Tenho sono, mas não consigo dormir. Não ouço os grilos da noite na sua frenética comunicação habitual, hipnotista e arrepiante, como se de mim falassem. São os coscuvilheiros da noite, onde ninguém os vê e ninguém os acusa.
Noto também a ausência dos latidos dos cães da vizinhança, que com o mundo partilham o que vêm, cheiram e ouvem, sem minimamente se preocuparem com quem incomodam. Não os afecta, logo, não os preocupa.
De facto, não se ouve absolutamente barulho nenhum. Até o próprio vento se cansou de se fazer escutar. A chuva tirou férias, e a vizinha de cima arrumou os saltos altos na gaveta inferior da cómoda. Os carros estão todos estacionados e a movimentação cessou. Não há vivalma nas ruas. É uma cidade fantasma.
No entanto, não consigo dormir. É impressionante como as pequenas e diversas melodias de um dia-a-dia nocturno se aglomeram e formam uma sinfonia quotidiana à qual nos habituamos, e sob a qual adormecemos.
São estas pequenas coisas, que a sociedade tem, que nós odiamos.
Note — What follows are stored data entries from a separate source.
PR #1698, opened 2023-11-30
Report usage of StripeClient

richardm-stripe:
## Changelog
* Reports use of the new `StripeClient` in `X-Stripe-Client-Telemetry`. (You can disable telemetry via `Stripe.enableTelemetry = false;`, see the [README](https://github.com/stripe/stripe-java/blob/master/README.md#telemetry).)

## Details
* Gives `LiveStripeResponseGetter` a mutable "usage" that it will set on all requests it creates.
* Causes the `StripeClient` constructor to set usage on its `LiveStripeResponseGetter` to `["stripe_client"]`.
* Modifies `RequestTelemetry` to accept usage and set it appropriately on `X-Stripe-Client-Telemetry`. Had to add a parameter to a public method, so I made a new overload and deprecated the old one. Had to disable a linter rule to do this.

## Testing
[src/test/java/com/stripe/functional/StripeClientTest.java](https://github.com/stripe/stripe-java/pull/1698/files#diff-946bf1dd11f5207280536926023d0e93fbf7e9f1cd9a3ffcfe7d067ec1a5fab0) 
and [src/test/java/com/stripe/functional/LiveStripeResponseGetterTest.java](https://github.com/stripe/stripe-java/pull/1698/files#diff-dee2b343dc42c4d0a31ff9938ad453ea687ad7136d01d82b0dd09c91a7e5dff7) mock at the HttpClient level.


build.gradle
```diff
@@ -50,6 +50,10 @@ tasks.withType(JavaCompile) {
       // com.stripe.param.AccountUpdateParams.Individual.Address] within this file.)
       // We should fix this by having autogen use the fully-qualified class to eliminate ambiguity.
       check("SameNameButDifferent", net.ltgt.gradle.errorprone.CheckSeverity.OFF)
+
+      // InlineMe (https://errorprone.info/docs/inlineme) seems neat, but in order to add these annotations
+      // we would be imposing another dependency on `errorprone` to our users, not worth it.
+      check("InlineMeSuggester", net.ltgt.gradle.errorprone.CheckSeverity.OFF)
```
anniel-stripe, line 56: Why was this necessary?

richardm-stripe: "errorprone" is our linter. We use it just in CI and don't impose errorprone as a dependency to our users. One of the linter errors in "errorprone" will take `@Deprecated` annotations that you add (part of standard Java), and if it determines that the implementation of the deprecated thing is simple enough to be inlined, it will suggest that you use an "@InlineMe" annotation instead (not part of standard Java, only in errorprone).

Makes sense if you're Google (the authors of errorprone) and you can impose a standard of errorprone being installed everywhere in your vast Java codebase, but if you're an open-source library that wants to make the library as dependency-free and easy to install as possible, the linter rule doesn't make sense.

src/main/java/com/stripe/StripeClient.java
```diff
@@ -18,18 +19,35 @@ public class StripeClient {
...
+      //
+      // Unfortunately, mutation could technically cause some non-obvious behavior in the case
+      // of re-use; e.g.
+      //
+      // var lsrg = new LiveStripeResponseGetter();
+      // ApiResource.setStripeResponseGetter(lsrg);
+      // new StripeClient(lsrg);
+      //
+      // would cause e.g. Customer.create(...) to erroneously report "stripe_client" in usage
+      ((LiveStripeResponseGetter) this.responseGetter).setUsage(Arrays.asList("stripe_client"));
```
anniel-stripe, line 49: This makes sense to me. The re-use case seems like a far edge case (where a user has to subclass `LiveStripeResponseGetter`, and is mixing paradigms).

richardm-stripe: Yeah the thing that bothers me is that in our test infra we actually did this... but I still think in real-life code its unlikely.

src/test/java/com/stripe/BaseStripeTest.java
```diff
@@ -121,6 +121,9 @@ public void setUpStripeMockUsage() {
     httpClientSpy = Mockito.spy(new HttpURLConnectionClient());
     networkSpy = Mockito.spy(new LiveStripeResponseGetter(null, httpClientSpy));
     mockClient = new StripeClient(networkSpy);
+    // The StripeClient constructor calls .setUsage on networkSpy, let's reset that so
+    // in the test cases we can just verify the calls we care about.
+    Mockito.reset(networkSpy);
```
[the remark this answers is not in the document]
richardm-stripe: My worry with that, is that we would then need to make copies of all the other helper functions here that use `networkSpy` and it might be a bad experience when you're writing a test to have to choose between them and select the right one, and I hesitated to make the experience worse in 95% of cases for an edge case that only affects usage-related tests.

I was on the fence though, let me know what you prefer.

PR #1699, opened 2023-11-30
compatibility checking

richardm-stripe:
Runs `japi-compliance-checker` in CI.

The new "compat" CI job will fail if you've introduced any breaking changes (it shouldn't be required to merge, but it is a nice data point to have).

Also, if you go to the Action "workflow", a `.zip` file with the compatibility report inside will be available at the bottom under "Artifacts". See the second to last commit on this branch.

image
image
image
image
image


.github/workflows/ci.yml
```diff
@@ -161,3 +161,63 @@ jobs:
...
+        run: ./gradlew jar
+
+      - name: Copy JAR to japi-compliance-checker
+        run: |
+          mv build/libs/*.jar ../japi-compliance-checker/old.jar
+
+      - name: Run JAPI Compliance Checker
+        run: |
+          cd ../japi-compliance-checker
+          (perl japi-compliance-checker.pl -old old.jar -new new.jar --lib=stripe-java || echo "failed" > compliance_failure) | tee report_stdout
```
richardm-stripe, line 208:
```suggestion
          perl japi-compliance-checker.pl -old old.jar -new new.jar --lib=stripe-java || echo "failed" > compliance_failure
```

anniel-stripe (approved):
This looks great, thanks for adding!!

PR #1702, opened 2023-12-04
Change StripeResponseGetter to take a single APIRequest object

richardm-stripe:
## Background/Approach
We keep wanting to add more arguments to
`StripeResponseGetter.request` and `StripeResponseGetter.requestStream`. We added `ApiMode` when we introduced [StripeClient](https://github.com/stripe/stripe-java/pull/1622/files#diff-55b4e268c6f5bded4a1a2dbe940b86c9e22f6ef986a54e6a053041b4284a1e10), and now we want to introduce "usage" (pending in https://github.com/stripe/stripe-java/pull/1698)

Rather than keep accumulating overloads and defining default implementations, we can just define a single class to represent the arguments that `.request` accepts. We'll still have to add new constructors (or setters or whatnot) when we add to this object, so it doesn't make the problem completely go away, but it's generally easier to backwards-compatibly extend an object with new constructors and new fields than it is to extend a method on an interface.

## Summary

- This PR introduces a new class `APIRequest` (please bikeshed this name), and a new overload to `StripeResponseGetter.request` and `StripeResponseGetter.requestStream` that accepts `APIRequest` instead of all the arguments it currently accepts. 
- This PR also changes all internal usages to use APIRequest.
- The new overload has a default implementation, so this change can be non-breaking.
- I did not add the @Deprecated annotation to the old overload. But I can.


src/main/java/com/stripe/model/Account.java
```diff
@@ -214,15 +210,15 @@ public CapabilityCollection capabilities(AccountCapabilitiesParams params, Reque
     String path =
         String.format("/v1/accounts/%s/capabilities", ApiResource.urlEncodeId(this.getId()));
     ApiResource.checkNullTypedParams(path, params);
-    return getResponseGetter()
-        .request(
+    APIRequest request =
```
pakrym-stripe, line 213: Api is cased differently in `ApiResource`

src/main/java/com/stripe/net/APIRequest.java
```diff
@@ -0,0 +1,33 @@
...
+import java.util.Map;
+import lombok.Getter;
+import lombok.Setter;
+
+@Getter
+public class ApiRequest {
+  private BaseAddress baseAddress;
+  private ApiResource.RequestMethod method;
+  private String path;
+  private Map<String, Object> params;
```
pakrym-stripe, line 13: Params as a map won't work for RawRequest where params is a string.

richardm-stripe: Do you think we should make the caller convert to a string or just provide multiple constructors?

pakrym-stripe: I'm not sure but having callers converting params to string will go agains our goal of centralizing the logic in ApiRequestor.

richardm-stripe: Here is what I want to do re: RawRequest: https://github.com/stripe/stripe-java/pull/1717/commits/80833c9cc9e1c05dfbd5016ab03c3513f828fdf7#diff-2b360bd267e306d7c356360cb81b1acf0198ab73539a4a46ea5308824866bc57

I don't think there is much advantage as it stands to trying to represent the arguments to `ResponseGetter.rawRequest` and `ResponseGetter.request` with a single type -- separate types will do.

I was allured for a bit by the idea of letting users who want to implement StripeResponseGetter to provide only one method and not have to implement both `.rawRequest` and `.request`, but I don't think this is actually workable.

src/main/java/com/stripe/net/ApiRequest.java
```diff
@@ -0,0 +1,33 @@
...
+  private RequestOptions options;
+  private ApiMode apiMode;
+
+  @Setter private List<String> usage;
+
+  public ApiRequest(
+      BaseAddress baseAddress,
+      ApiResource.RequestMethod method,
+      String path,
+      Map<String, Object> params,
```
pakrym-stripe, line 23: Taking into account https://github.com/stripe/stripe-java/pull/1717, it doesn't feel right that the base type has `private Map<String, Object> params` while RawRequest adds a `
  @Getter private String rawContent;` as well. We get a type with two things that can become a body.

Should we define a base type without params and then have a `Map` and Raw subtypes?

src/main/java/com/stripe/net/LiveStripeResponseGetter.java
```diff
@@ -45,26 +45,24 @@ public LiveStripeResponseGetter(StripeResponseGetterOptions options, HttpClient
...
-      String path,
-      Map<String, Object> params,
-      Type typeToken,
-      RequestOptions options,
-      ApiMode apiMode)
+  public <T extends StripeObjectInterface> T request(ApiRequest apiRequest, Type typeToken)
       throws StripeException {
-    String fullUrl = fullUrl(baseAddress, options, path);
+    String fullUrl =
+        fullUrl(apiRequest.getBaseAddress(), apiRequest.getOptions(), apiRequest.getPath());
```
pakrym-stripe, line 51: Change fullUrl to take the apiRequest?

src/main/java/com/stripe/net/LiveStripeResponseGetter.java
```diff
@@ -45,26 +45,24 @@ public LiveStripeResponseGetter(StripeResponseGetterOptions options, HttpClient
...
     StripeRequest request =
-        new StripeRequest(method, fullUrl, params, RequestOptions.merge(this.options, options));
+        new StripeRequest(
```
pakrym-stripe, line 53: `StripeRequest` is an unfortunate name in the context of this change :/

src/main/java/com/stripe/net/LiveStripeResponseGetter.java
```diff
@@ -115,12 +111,39 @@ public InputStream requestStream(
...
-      handleError(response, apiMode);
+      handleError(response, apiRequest.getApiMode());
     }
 
     return responseStream.body();
   }
 
+  @Override
+  @SuppressWarnings({"TypeParameterUnusedInFormals", "unchecked"})
+  public <T extends StripeObjectInterface> T request(
```
pakrym-stripe, line 122: Why isn't the default implementation sufficient?

src/main/java/com/stripe/net/StripeResponseGetter.java
```diff
@@ -18,6 +18,19 @@ <T extends StripeObjectInterface> T request(
       ApiMode apiMode)
       throws StripeException;
 
+  @SuppressWarnings("TypeParameterUnusedInFormals")
+  default <T extends StripeObjectInterface> T request(ApiRequest request, Type typeToken)
+      throws StripeException {
+    return request(
```
pakrym-stripe, line 24: Should we deprecate the old request method?

src/main/java/com/stripe/net/ApiRequest.java
richardm-stripe: Works for me!

richardm-stripe: Done in [BaseApiRequest](https://github.com/stripe/stripe-java/pull/1702/commits/8c03e55ed2987214ec34066f8c13d83c7eea26f2)

src/main/java/com/stripe/net/LiveStripeResponseGetter.java
richardm-stripe: :'(

src/main/java/com/stripe/net/LiveStripeResponseGetter.java
richardm-stripe: Yeah this kind of sucks -- the default implementation actually goes the other way to avoid breaking changes. `StripeResponseGetter.request(ApiRequest req)` is the new one that has the default implementation that delegates to `StripeResponseGetter.request(baseAddress, method, path, params, ...)`

src/main/java/com/stripe/net/StripeResponseGetter.java
richardm-stripe: SGTM

richardm-stripe: Done in [Address codereview (deprecate, fullurl)](https://github.com/stripe/stripe-java/pull/1702/commits/a2262ab34877d7159e52618c98db992385815fff)

src/main/java/com/stripe/net/LiveStripeResponseGetter.java
richardm-stripe: I don't think there's any action that can be taken now. Long term, StripeRequest is fairly "internal" and probably possible to rename or otherwise phase out in the future.

src/main/java/com/stripe/net/LiveStripeResponseGetter.java
richardm-stripe: Done in [Address codereview (deprecate, fullurl)](https://github.com/stripe/stripe-java/pull/1702/commits/a2262ab34877d7159e52618c98db992385815fff)

richardm-stripe:
re-requesting review, would just like a stamp on the naming of 
[BaseApiRequest](https://github.com/stripe/stripe-java/pull/1702/commits/8c03e55ed2987214ec34066f8c13d83c7eea26f2)

anniel-stripe (approved):
BaseApiRequest looks good to me!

São estas pequenas coisas, que a noite tem, que nós adoramos. Um contraste de luz vira o mundo do avesso. O que faz sentido deixa de fazer e o que é errado toma-se por certo. A anarquia descomunal que sofremos todos os dias, subitamente, sob o olhar da Lua, se torna aromatizante, delicada, quente e bem-vinda.
Estaremos, então, assim tão fartos de barulho? Eu, por um lado, sim. Estou farto do barulho ensurdecedor da minha vontade de dormir, pois amanhã é dia de trabalho. O problema é que me falta a minha canção de embalar. Sem ela não consigo olhar para a minha cama com desejo.